You have to print an integer value, not a string.


#700

Please help me.
I dont understant the input of this programm.

We have n = nmbrs of temperature : n = int(raw_input()) ok
And we must have a string with the n temperatures, where is it ?
do we have to write it ?

Also I dont understant that line
for i in raw_input().split():
# t: a temperature expressed as an integer ranging from -273 to 5526
t = int(i)

because in this case t will be 1, 2 ,3, 4 , …

Why is it to be a string ? will not be better a list ?
So after we can take the min, of abs of the values in this list.

Thanks for your help


#701

Hey there I need some help in this,

I will revisit this later in the day that i am writing this but some tips or subtle hints would be greatly appreciated. This is logic that i have in the standard loop for the problem.

        if(i >= 1){
            if(Math.abs(pastNum) < Math.abs(t)){
                result = String.valueOf(pastNum);
            }
            
            else if (Math.abs(t) < Math.abs(pastNum)) {
                result = String.valueOf(t);
            }
            
            else if (Math.abs(pastNum) == Math.abs(t)){
                if(pastNum > 0){
                    result = String.valueOf(pastNum);
                }
                else if (t > 0){
                    result = String.valueOf(t);
                }
                
                else{
                    result = String.valueOf(t);
                }
            }
        }
        
        else{
            pastNum = t;
        }

Thanks again.


#702

So guys, I’m a total noob and trying to solve this… I’ve managed to get through most of the tests with the code I wrote (though it’s probably not the most convenient way) But I don’t see how I can pick the positive temperature instead of the negative one, any help on this?

my code:

#include <iostream>
#include <string>
#include <vector>
#include <algorithm>

using namespace std;

/**
 * Auto-generated code below aims at helping you parse
 * the standard input according to the problem statement.
 **/
int main()
{
    int zero = 0;
    int result = 0 ;  
    int n; // the number of temperatures to analyse

    cin >> n; cin.ignore();
    
    //loop temperatures on row
    for (int i = 0; i < n; i++) {
        int t; // a temperature expressed as an integer ranging from -273 to 5526
        cin >> t; cin.ignore();
    
    if(i == 0 || (t < zero && ((zero - result) > (zero - t))) || ((t > zero && (zero + result) > (zero + t)))) {         
        result = t;}
        

    
    

    }

    // Write an action using cout. DON'T FORGET THE "<< endl"
    // To debug: cerr << "Debug messages..." << endl;

    cout << result << endl;

#703

tip: (https://www.codingame.com/training/easy/temperatures)

image


#704

Many thanks, did not know about the sqrt() function. Had to include the <math.h> library though. I’ve changed my if statement to the following and now it’s working!

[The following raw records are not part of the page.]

Issue #5370, opened 2021-04-23
[Improvement][Plugin] Add Permissions check for plugin instance


ruanwenjun:
**Describe the question**
Currently, there is no permission check for the plugin instance, when I create a plugin instance, it can be used by everyone. Sometimes this is dangerous.

And the front-end displays the security information e.g. password directly is also very dangerous. It is better to encode the security information or return `*****` in the api response. 

**Which version of DolphinScheduler:**
 -[1.3.6-preview]
 -[dev]

BoYiZhang:
Thanks for the feedback, this is a problem.
At present, the security aspect of DS is still very weak, welcome to join us to build together.

PR #5372, opened 2021-04-24
[Improvement][Plugin] Hide plugin instance password

ruanwenjun:
Hide plugin instance password param.

More detail see #5370

### DIFF
--- a/dolphinscheduler-api/src/main/java/org/apache/dolphinscheduler/api/service/impl/AlertPluginInstanceServiceImpl.java
+++ b/dolphinscheduler-api/src/main/java/org/apache/dolphinscheduler/api/service/impl/AlertPluginInstanceServiceImpl.java
@@ -24,6 +24,7 @@ import org.apache.dolphinscheduler.api.vo.AlertPluginInstanceVO;
 import org.apache.dolphinscheduler.common.Constants;
 import org.apache.dolphinscheduler.common.utils.BooleanUtils;
 import org.apache.dolphinscheduler.common.utils.CollectionUtils;
+import org.apache.dolphinscheduler.common.utils.EncryptionUtils;
 import org.apache.dolphinscheduler.common.utils.JSONUtils;
 import org.apache.dolphinscheduler.dao.entity.AlertPluginInstance;
 import org.apache.dolphinscheduler.dao.entity.PluginDefine;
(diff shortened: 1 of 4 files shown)


CalvinKirs (commented):
if converted to MD5 here, when it needs to be decrypted when using it.

CalvinKirs:
I didn't look into detail, but there are some points that need extra attention. Some queries need to be provided to the backend, and some are for the UI. In addition, additional attention is required to update. Ignoring these will cause some errors

ruanwenjun:
> I didn't look into detail, but there are some points that need extra attention. Some queries need to be provided to the backend, and some are for the UI. In addition, additional attention is required to update. Ignoring these will cause some errors

Got you, There is a problem with this method. It is better to use a symmetric algorithm to encryption the password.

ruanwenjun:
I think we can return an empty password to front-end, this implementation is as same as query `Datasource` and `User`. This will not modify the existing data in the database.

CalvinKirs:
> I think we can return an empty password to front-end, this implementation is as same as query `Datasource` and `User`. This will not modify the existing data in the database.

It's okay

ruanwenjun:
> > I think we can return an empty password to front-end, this implementation is as same as query `Datasource` and `User`. This will not modify the existing data in the database.
> 
> It's okay

Done

CalvinKirs (commented):
If you do this, the PWD parameters will be lost when updating.

ruanwenjun:
> If you do this, the PWD parameters will be lost when updating.

Yeal, you are right. This implementation is the same with datasource, when we update datasource the password is a required param, but password seems not a required param here :sob:

echohlne:
Hi @ruanwenjun  @CalvinKirs , this pr seems to try to solve the plaintext password of alert-plugin  can be viewd in the log. I solved a similar problem in the PR #5638 
Could you please tell me about how to reproduce the scene mentioned above ?
maybe I can help to confirm whether the problem has been solved or not 😀

ruanwenjun:
@kyoty Thanks, this pr is want to solve the password transmission problem. Right now, the password or other secret information of a plugin instance is stored in database by plaintext. When someone queries the plugin instance, he will get the password, this is not safe. And you can see the discussion above, I don't have a good way to solve.

ruanwenjun:
Closed, due to the current solution is not good.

if(sqrt(t*t) == sqrt(result*result)){
    result = sqrt(result*result);  
}
else if(i == 0 || (t < zero && ((zero - result) > (zero - t))) || ((t > zero && (zero + result) > (zero + t)))) {         
    result = t;}

#705

If you solved it to 100%, you have now access to published solutions (https://www.codingame.com/training/easy/temperatures/solution). I’m sure you will find more tricks to learn.


#706

Thanks, did not know about that yet. I now managed to get the abs() function in, instead of calculating the absolute integer myself. However, many of the functions I see in the solutions I haven’t familiarized myself yet, so I guess I’ll have to learn a little more before I can fully understand them, thanks again!


#707

Hi, I am using python3.

I haven’t been able to do any of the test case with any of the codes I have written. It always returns the furthest number. This is what I have.

import sys
import math

# Auto-generated code below aims at helping you parse
# the standard input according to the problem statement.

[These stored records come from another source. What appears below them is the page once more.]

PR #5409, opened 2021-04-29
[Improvement][Dao] Database add connection check (#5408)

### LINKED ISSUE #5408: [Improvement][Dao] Database add connection check
**Describe the question**
When the database connects fails, the application should fail quickly and shouldn't start successfully.
At present, if we set the wrong database params, we can still start the application successful, we need to check the log to determine whether the program is normal.

 -[1.3.6-release]
 -[dev]

Do initialize when the database is created

ruanwenjun:
close #5408


CalvinKirs (approved):
LGTM

Issue #495, opened 2017-08-04
'*** -[__NSSetM addObject:]: object cannot be nil' error caused by a decoration view


edelibasi:
*I have the flow layout that contains the decoration view in the first section:*

`public class SeparatorCollectionViewFlowLayout: UICollectionViewFlowLayout {

    init(separatorWidth: CGFloat = 1, separatorColor: UIColor = UIColor.black) {
        self.separatorWidth = separatorWidth
        self.separatorColor = separatorColor
        super.init()
        register(SeparatorView.self, forDecorationViewOfKind: "TimelineSeparator")

    }
    
    required public init?(coder aDecoder: NSCoder) {
        super.init(coder: aDecoder)
    }
    
    override public func layoutAttributesForDecorationView(ofKind elementKind: String, at indexPath: IndexPath) -> UICollectionViewLayoutAttributes? {
        var frame = CGRect.zero

        if let rows = collectionView?.numberOfItems(inSection: 0), indexPath.row < rows {
            if let cellAttributes = layoutAttributesForItem(at: indexPath) {
                frame = cellAttributes.frame
            }
        }

        let layoutAttributes = ColoredViewLayoutAttributes(forDecorationViewOfKind: elementKind, with: indexPath)
        layoutAttributes.frame = CGRect(x: frame.minX, y: frame.maxY, width: frame.width, height: separatorWidth)
        layoutAttributes.zIndex = -1
        if let rows = collectionView?.numberOfItems(inSection: 0), indexPath.row >= rows {
            layoutAttributes.color = UIColor.clear
        } else {
            layoutAttributes.color = separatorColor
        }
        print(layoutAttributes)
        print(layoutAttributes.description)
        print(layoutAttributes.debugDescription)
        
        return layoutAttributes
    }
    
    override public func layoutAttributesForElements(in rect: CGRect)
        -> [UICollectionViewLayoutAttributes]? {
            guard let baseLayoutAttributes = super.layoutAttributesForElements(in: rect) else {
                return nil
            }
            
            var layoutAttributes = baseLayoutAttributes
            baseLayoutAttributes.filter { $0.representedElementCategory == .cell }.forEach {(layoutAttribute) in
                
                if let attr = layoutAttributesForDecorationView(ofKind: "TimelineSeparator", at: layoutAttribute.indexPath) {
                    layoutAttributes.append(attr)
                }
            }
            
            return layoutAttributes
    }
}

[...]

PR #527, opened 2017-08-22
Fix a crash in -[ASCollectionViewLayoutController elementsWithinRangeBounds:map:]

mlilek-nyt:
`-[ASElementMap elementForLayoutAttributes:]` returns nil for collection decoration views. The `allElementsForScrolling:rangeMode:displaySet:preloadSet:map:` method above nil checks this value. Do that here too.

The only other use of this method is in `-[ASCollectionLayout layoutAttributesForElementsInRect:]` and `ASCollectionLayoutSetSizeToElement` looks like it's OK with a nil value.

This was also reported as #495.

Not sure how to make a test for this - if there's an easy way to test this let me know and I'll add one.

### DIFF
--- a/Source/Details/ASCollectionViewLayoutController.m
+++ b/Source/Details/ASCollectionViewLayoutController.m
@@ -120,7 +120,10 @@ typedef struct ASRangeGeometry ASRangeGeometry;
     if (CATransform3DIsIdentity(la.transform3D) && CGRectIntersectsRect(la.frame, rangeBounds) == NO) {
       continue;
     }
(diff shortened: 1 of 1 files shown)


Adlai-Holler:
@mlilek-nyt Thanks for the diff! Are you sure this is still an issue since we migrated from `NSMutableSet` to `NSHashTable`? NSHashTable should silently accept nil.

mlilek-nyt:
Bleh - I totally missed that change when looking at this (my project isn't on 2.4 yet). Made it locally in our version and it doesn't crash. Closing this.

n = int(input())  # the number of temperatures to analyse

# print(type(input())) # String

if n == 0:
    closest=0
else:
    for i in (input().split()):
        # t: a temperature expressed as an integer ranging from -273 to 5526
        t = int(i)
        closest = 5527
        if abs(t)<int(closest):
            closest = t

# Write an action using print
# print("Debug messages...", file=sys.stderr)

print(closest)

#708

You can initialize closest with float(“inf”).
Moreover, “-5 5” will fail but “5 -5” will succeed.


#709

My code works well on any other website, but it’s not working on CodinGame. It works for 1,2,4, but it tells me it returns “12” for #3 and “-4” for #5. Any thoughts?

My code:

    n = int(input())  # the number of temperatures to analyse

    templist = {}
    realtemp = []
    abstemp = []
    newlist =[]


    for i in input().split():
        # t: a temperature expressed as an integer ranging from -273 to 5526
        a = int(i) # log the 
        t = (abs(int(i)))
        realtemp.append(a)
        abstemp.append(t)

    def dedupe(list):
        for m in list:
            if (list.count(m)+list.count(-m))>1:
                list[m]=abs(m)
        return list

    newtemp = dedupe(realtemp)

    templist= dict(zip(newtemp,abstemp))
    answer = min(templist, key=templist.get)

#710

it seems you just need to implement the following rule to validate all test cases:

If two numbers are equally close to zero, positive integer has to be considered closest to zero (for instance, if the temperatures are -5 and 5, then display 5).


#712

does any one know why (b) keep sending 0 as output ?
where and how to declare b to prevent this from happening?

#include <stdlib.h>
#include <stdio.h>
#include <string.h>


/**
 * Auto-generated code below aims at helping you parse
 * the standard input according to the problem statement.
 **/
int main()
{
    int n; // the number of temperatures to analyse
    scanf("%d", &n);
    for (int i = 0; i < n; i++) {
        int t; 
         // a temperature expressed as an integer ranging from -273 to 5526
        scanf("%d",&t);
        printf("t=%d\n",t);// just for debugging
        if (abs(t)<b){b=t;}
        printf("b=%d\n",b);
        if (n==i) {printf("%d\n",b);}
    }

    // Write an action using printf(). DON'T FORGET THE TRAILING \n
    // To debug: fprintf(stderr, "Debug messages...\n");

    //printf("%d\n",b);

    return 0;
}

the output

### Standard Output Stream:

t=1

b=0

t=-2

b=0

t=-8

b=0

t=4

b=0

t=5

b=0

### Failure

Found:

t=...

Expected:

1

#714

B equals 0, everything is greater than it. you should initialise b to 9999 at the same place you initialise n.


#715

There is an error in the description or in the testcases in one of the games. You should accept both values that are same distance from the 0. There is no clarification that in case of two values being same distant from 0 we choose positive one. Not a valid testcase or not valid description.